== What needs to be done ==
Take every line containing "return" out of the records.

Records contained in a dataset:
Issue #10564, opened 2024-03-01
Micronaut is decoding the ‘+’ in  the path variable passed to the controller code


sxsubram:
### Expected Behavior

In my unit test with I have

URI = "/test/1.0/" +
                "024-02-07T00:30:48.014+00:00?time=024-02-07T00:30:48.014+00:00" 

The controller has
`@Get(uris = {“/test/{version}/{+resourcePath}“})`

The resourcePath variable and query param should have the raw format value 
**resource variable path = 024-02-07T00:30:48.014+00:00**
**query param = 024-02-07T00:30:48.014+00:00**
 for downstream processing to work.

### Actual Behaviour

`@Get(uris = {“/test/{version}/{+resourcePath}“})`

In my unit test with 

URI = "/test/1.0/" +
                "024-02-07T00:30:48.014+00:00?time=024-02-07T00:30:48.014+00:00" 

client setting unencoded PATH = /test/1.0/024-02-07T00:30:48.014+00:00

**resource variable path = 024-02-07T00:30:48.014 00:00** //'+' is replaced with ' '
 from http req : path = /test/1.0/024-02-07T00:30:48.014+00:00
 from http req : query param time = 024-02-07T00:30:48.014 00:00 //'+' is replaced with ' '

I would like to get the resourcePath and query param in the raw format for downstream processing.

### Steps To Reproduce

```
@Controller
public class HelloController {
    @Get(uris = {"/test/{version}/{+resourcePath}" })
    @Produces(MediaType.ALL)
    public HttpResponse<?> triggerGet(@PathVariable("version") @Nullable String version,
                                      @PathVariable("resourcePath") @Nullable String resourcePath,
                                      HttpRequest httpRequest) {

        String path = httpRequest.getPath(); //This is the actual path
        return HttpResponse.ok("resource variable path = " + resourcePath + "\n" +
                " from http req : path = " + httpRequest.getPath() + "\n" +
                " from http req : query param time = " + httpRequest.getParameters().get("time"));
    }
```

```
@Test
    public void testPathUrlUnEncoded() {
        HttpRequest<?> req = HttpRequest.GET("/test/1.0/" +
                "024-02-07T00:30:48.014+00:00?time=024-02-07T00:30:48.014+00:00");
        String path = req.getPath();
        System.out.println("client setting unencoded PATH = " + path + "\n");
        System.out.println(client.toBlocking().retrieve(req));
    }
```

### Environment Information

JDK 17
[...]

PR #11477, opened 2024-12-31
Add UriTemplate API to preserve raw path component

ChaimaaeROUAI:
issue #10564


http/src/main/java/io/micronaut/http/uri/UriTemplate.java
```diff
@@ -199,6 +199,18 @@ public int getRawSegmentLength() {
             .reduce(Integer::sum)
             .orElse(0);
     }
+    /**
+     * Gets the raw unencoded path component from a URI.
+     *
+     * @param uri The URI string
+     * @return The raw path component, preserving encoding of special characters
+     */
```
sdelamo, line 208:
```suggestion
     * @since 4.8.0
     */
```

sdelamo (changes requested):

sdelamo:
@ChaimaaeROUAI @yawkat is working on a new api related to this for 4.9. Thanks for the contribution lets close this for now.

== Task response ==
        return HttpResponse.ok("resource variable path = " + resourcePath + "\n" +
+     * @return The raw path component, preserving encoding of special characters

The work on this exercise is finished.